Japanese video game company

Capcom Co., Ltd. (株式会社カプコン, Kabushiki-gaisha Kapukon) is a Japanese video game company based in Osaka. It has created a number of critically acclaimed and multi-million-selling game franchises, with its most commercially successful being Resident Evil, Monster Hunter, Street Fighter, Mega Man, Devil May Cry, Dead Rising, Ace Attorney, Dragon's Dogma, and Marvel vs. Capcom. Established in 1983, it has become an international enterprise with subsidiaries in East Asia (Hong Kong), Europe (London, England), and North America (San Francisco, California).

==History==

=== 1979–1984: Founding and arcade games ===
Capcom's predecessor, I.R.M. Corporation, was founded on May 30, 1979 by Kenzo Tsujimoto, who was still president of Irem Corporation when he founded I.R.M. He worked at both companies at the same time until leaving Irem in 1983.

The original companies that spawned Capcom's Japan branch were I.R.M. and its subsidiary Japan Capsule Computers Co., Ltd., both of which were devoted to the manufacture and distribution of electronic game machines. The two companies underwent a name change to Sanbi Co., Ltd. in September 1981. On June 11, 1983, Tsujimoto established Capcom Co., Ltd. to take over the internal sales department.

In January 1989, Capcom Co., Ltd. merged with Sanbi Co., Ltd., resulting in the current Japan branch. The name Capcom is a clipped compound of "Capsule Computers", a term coined by the company for the arcade machines it solely manufactured in its early years, designed to set themselves apart from personal computers that were becoming widespread. "Capsule" alludes to how Capcom likened its game software to "a capsule packed to the brim with gaming fun", and to the company's desire to protect its intellectual property with a hard outer shell, preventing illegal copies and inferior imitations.

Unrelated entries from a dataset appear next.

PR #944, opened 2017-07-24
Faster, more compliant parseFont

### LINKED ISSUE #920: Text rendering becomes horribly slow after upgrading from 1.6.4 to 1.6.5
Hi all, after upgrading from 1.6.4 to 1.6.5 I started to get the feeling that text rendering had become quite a bit slower. Now I've used the nodejs inspector to investigate the issue and can confirm that there it has become up to 3x as slow for (small) text renderings, caused by the introduction of the parse-css-font module. It has horrible performance, 2x slower than actually rendering the text:

1.6.5:
node-canvas-1 6 5

1.6.4:
node-canvas-1 6 4

The test script:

Capcom's first product was the medal game Little League (July 1983) followed by Fever Chance (Oct 1983). In December 1983, the video arcade Acty 24 was opened under the direct management of Capcom. It released its first arcade video game, Vulgus (May 1984). Starting with the arcade hit 1942 (1984), they began designing games with international markets in mind. The successful 1985 arcade games Commando and Ghosts 'n Goblins have been credited as the products "that shot [Capcom] to 8-bit silicon stardom" in the mid-1980s. Starting with Commando (late 1985), Capcom began licensing its arcade games for release on home computers, notably to British software houses Elite Systems and U.S. Gold in the late 1980s.

=== 1985–1999: Console game development ===
Beginning with a Nintendo Entertainment System port of 1942 (published in Dec. 1985), the company ventured into the market of home console video games, which would eventually become its main business. The Capcom USA division had a brief stint in the late 1980s as a video game publisher for Commodore 64 and IBM PC DOS computers, development of these arcade ports was handled by other companies, however. Capcom created home video game franchises, including Resident Evil in 1996, while its highest-grossing title is the fighting game Street Fighter II (1991), driven largely by its success in arcades.

In the late 1980s, Capcom was on the verge of bankruptcy when the development of a strip Mahjong game called Mahjong Gakuen started. It outsold Ghouls 'n Ghosts, the eighth highest-grossing arcade game of 1989 in Japan, and is credited with saving the company from financial crisis.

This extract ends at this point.